One point remains unclear regarding additional support for the Mcm-ChEC results using ChIP experiments to verify whether MCM redistributes in sir2D cells. In their rebuttal, the authors state that, "New supporting based evidence: ChIP at rDNA Origins. Our ChIP analysis also shows that the disappearance of the MCM signal at rDNA origins in sir2Δ cells released into HU is accompanied by signal accumulation at the replication fork barrier (RFB), indicative of stalled replication forks at this location (Figure 5 figure supplement 3)...." The ChIP data in Figure 5 supplement 3 show accumulation of the Mcm2 ChIP signal to the left of the RFB in sir2D cells but it doesn't look like there is any decrease in the MCM signal in sir2D relative to wild-type cells for the peak C-Pro. There is a new MCM peak suggesting perhaps a new MCM loading event.

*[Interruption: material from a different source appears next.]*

PR #2448, opened 2018-06-06
Remove rules with deinstall plugin.

kekek2:


AdSchellevis:
https://github.com/opnsense/core/commit/ac35e91deef0773b737f3763aab32e618677d591 cleans up uninstalled rules after update, leaving the configuration in place.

Figure 5 figure supplement 3 shows the relative abundance of the MCM ChIP signal across the ~2 kb rDNA region, spanning from the MCM loading site at the rDNA origin (on the left) to the replication fork barrier (RFB) on the right. The MCM-ChIP data are normalized to the highest signal within this rDNA region rather than across the entire genome, meaning that only the relative abundance of MCM within this region is represented, and not comparisons between different conditions. We have now presented the results with the same axes for both alpha factor and HU.
In wild-type (WT) cells, the MCM signal remains primarily at the initial loading site. However, in sir2 mutants, a significant portion of the MCM signal shifts rightward, consistent with rDNA origin activation and the movement of MCM along with the progressing replication fork. While some replication forks stall at the RFB, others are positioned between the MCM loading site and the RFB. The additional MCM peak observed does not represent a new MCM loading event, as the experiment was conducted during S-phase, when new MCM loading is not possible.
Reviewer #3 (Recommendations for the authors):
In this revision the authors addressed my concerns and improved the manuscript and the presentation of the data. All my recommendations were implemented.